__Assignment__.
Check each line of the material below for the word "coasting". State how many lines have it, and nothing more.

__Provided entries__.
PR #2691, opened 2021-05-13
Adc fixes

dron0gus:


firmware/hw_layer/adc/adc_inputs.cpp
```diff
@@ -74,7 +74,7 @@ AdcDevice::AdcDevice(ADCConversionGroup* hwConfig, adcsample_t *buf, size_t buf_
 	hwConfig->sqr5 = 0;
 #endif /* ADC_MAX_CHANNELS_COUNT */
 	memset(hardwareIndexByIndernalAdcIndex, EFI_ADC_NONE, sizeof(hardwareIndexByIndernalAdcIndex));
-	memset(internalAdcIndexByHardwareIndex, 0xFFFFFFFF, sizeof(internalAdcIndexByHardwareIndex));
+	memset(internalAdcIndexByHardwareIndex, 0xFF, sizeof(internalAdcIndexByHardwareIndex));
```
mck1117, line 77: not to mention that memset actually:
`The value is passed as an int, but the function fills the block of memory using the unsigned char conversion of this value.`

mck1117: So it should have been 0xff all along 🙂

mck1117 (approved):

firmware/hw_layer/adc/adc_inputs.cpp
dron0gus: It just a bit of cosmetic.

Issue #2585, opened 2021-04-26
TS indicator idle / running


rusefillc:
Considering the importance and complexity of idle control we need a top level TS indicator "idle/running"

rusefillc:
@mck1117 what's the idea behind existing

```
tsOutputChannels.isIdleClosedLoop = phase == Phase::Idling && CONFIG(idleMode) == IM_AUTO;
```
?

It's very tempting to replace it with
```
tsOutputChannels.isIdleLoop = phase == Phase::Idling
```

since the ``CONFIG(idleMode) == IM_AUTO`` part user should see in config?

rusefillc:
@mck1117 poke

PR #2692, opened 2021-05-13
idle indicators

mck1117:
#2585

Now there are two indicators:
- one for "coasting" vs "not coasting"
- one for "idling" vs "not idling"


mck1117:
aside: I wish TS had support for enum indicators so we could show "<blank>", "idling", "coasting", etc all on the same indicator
* * *
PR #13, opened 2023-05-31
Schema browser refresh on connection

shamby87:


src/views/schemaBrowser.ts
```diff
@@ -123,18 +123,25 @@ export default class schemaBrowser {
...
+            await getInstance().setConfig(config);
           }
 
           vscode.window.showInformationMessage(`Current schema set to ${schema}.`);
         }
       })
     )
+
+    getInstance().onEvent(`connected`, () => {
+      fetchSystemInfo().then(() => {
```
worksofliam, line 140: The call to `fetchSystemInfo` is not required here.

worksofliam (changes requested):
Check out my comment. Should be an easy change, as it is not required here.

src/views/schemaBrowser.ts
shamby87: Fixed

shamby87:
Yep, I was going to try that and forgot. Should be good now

__Written response__.
2